其一,对于一个庞大组织,如何进行管理固然很重要,但如何通过资源集聚、内部博弈、制度设计、价值链控制、权力安排、交易安排等手段进行体系性的控制,其实是更重要的。
控制体系和它由内而外生发出来的作用,就像通过设计一个生物体的DNA来深远影响这个生物体未来的行为一样。对于区域、国家、组织、教派和协会,你如果承认它们也是一种带有生命的系统,你或许会观察到各种控制机制对其运行的决定性。事中的管理行为只有加上事前,甚至藏在机制深处的源头性规则,控制才能发挥作用,微观能动性和宏观调控之间才能呈现互动效应。
要研究管理,更要研究管控。
其二,目前几乎所有的学问都在研究单体公司的运作或者跨国管理,但很多企业或组织的管理都已集团化或类集团化,其运作远远比单体公司复杂,但又比跨国公司有着更多的区域和文化特征,因而更加难以类型化或规律化。遗憾的是,很多企业的运作者们的经验和学问都是基于单体公司的运转,运用这么一种心理和知识结构来处理任何集团化公司的运作时,都会碰到几乎不可逾越的理解危机和逻辑倒错。
同时,如何根据跨国公司管控的管理实践和经验、认识,把它们运用到集团型企业中去,通过设计一个个性化的、带有独创性的管控平台,充分利用当地的政策和环境,规避风险,并将这种独有的制度创新进行模式化和传播,是学术界和企业界的一个挑战和难题。

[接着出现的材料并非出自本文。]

PR #989, opened 2023-10-04
Fix login credential type identifier parsing

ksamoray:
Values used for type identifier parsing were incorrect

### DIFF
--- a/nsxt/resource_nsxt_compute_manager.go
+++ b/nsxt/resource_nsxt_compute_manager.go
@@ -398,7 +398,7 @@ func resourceNsxtComputeManagerRead(d *schema.ResourceData, m interface{}) error
 
 func setCredentialValuesInSchema(d *schema.ResourceData, credential *data.StructValue) error {
 	converter := bindings.NewTypeConverter()
-	elem := make(map[string]interface{})
+	parentElem := getElemOrEmptyMapFromSchema(d, "credential")
 
 	base, errs := converter.ConvertToGolang(credential, model.LoginCredentialBindingType())
 	if errs != nil {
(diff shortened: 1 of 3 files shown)


nsxt/resource_nsxt_compute_manager.go
```diff
@@ -449,7 +449,7 @@ func setCredentialValuesInSchema(d *schema.ResourceData, credential *data.Struct
 		return errors.New("no valid credential found")
 	}
 
-	d.Set("credential", elem)
+	d.Set("credential", []interface{}{elem})
```
salv-orlando, line 452: was this wrong before and we did not realize only because elem was an empty map?

ksamoray: Indeed. And the list was empty as the constants which were used in the switch case were wrong as well. So values were taken from the state.

nsxt/resource_nsxt_compute_manager.go
```diff
@@ -435,7 +435,7 @@ func setCredentialValuesInSchema(d *schema.ResourceData, credential *data.Struct
 		elem["thumbprint"] = credEntry.Thumbprint
 		elem["password"] = credEntry.Password
```
annakhm, line 436: Would we see non-empty diff here since sensitive data is not sent back by NSX?

ksamoray: Yep - in transport node the polymorphic objects are recreated with make(map[]interface{}), while here the same map is being populated with the GET values. So passwords are retained from the state.
I'm implementing a similar mechanism for transport node.

annakhm: Sorry - I'm still missing something.. I see `elem` is initialized as an empty map, and then populated with `GET` values. I'm missing the part where passwords are coming from the state..

annakhm (approved):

学术大家亨廷顿老辣而穿透时空的眼睛发现,西方通过14种手段管控了这个世界:
拥有和操纵着国际金融系统;
控制着所有的硬通货;
是世界上主要的消费品主顾;
提供了世界上绝大部分制成品;
主宰着国际资本市场;
对许多社会发挥着相当大的道义领导作用;
有能力进行大规模的军事干预;
控制着海上航线;
进行着最先进技术的研究和开发;
控制着尖端技术教育;
控制着宇航技术;
控制着航天工业;
控制着国际通讯系统;
控制着高科技武器工业。
亨廷顿认为,其它国家除非获得根本性的颠覆之道,否则根本无法与西方抗衡。
不仅如此,我们发现跨国公司也用以下的十种手段控制了这个世界的经济格局:
占有经济发展理论的高端,用一套有利于自己的理论来重构世界。
占据道义颠峰,崇尚民主、人权和自由理念,由此对还需艰苦奋斗的发展中国家提出巨额的制度成本!
廉价占有大量资源,并控制资源国,使之沦为附庸。
积极扩张,把第二、第三世界国家组合在产业链的低利润区,使其无法进行重大投入和突破。
占有人力资源和知识资源,使得第二、三世界经济体资源枯竭,只能持续做低端分工。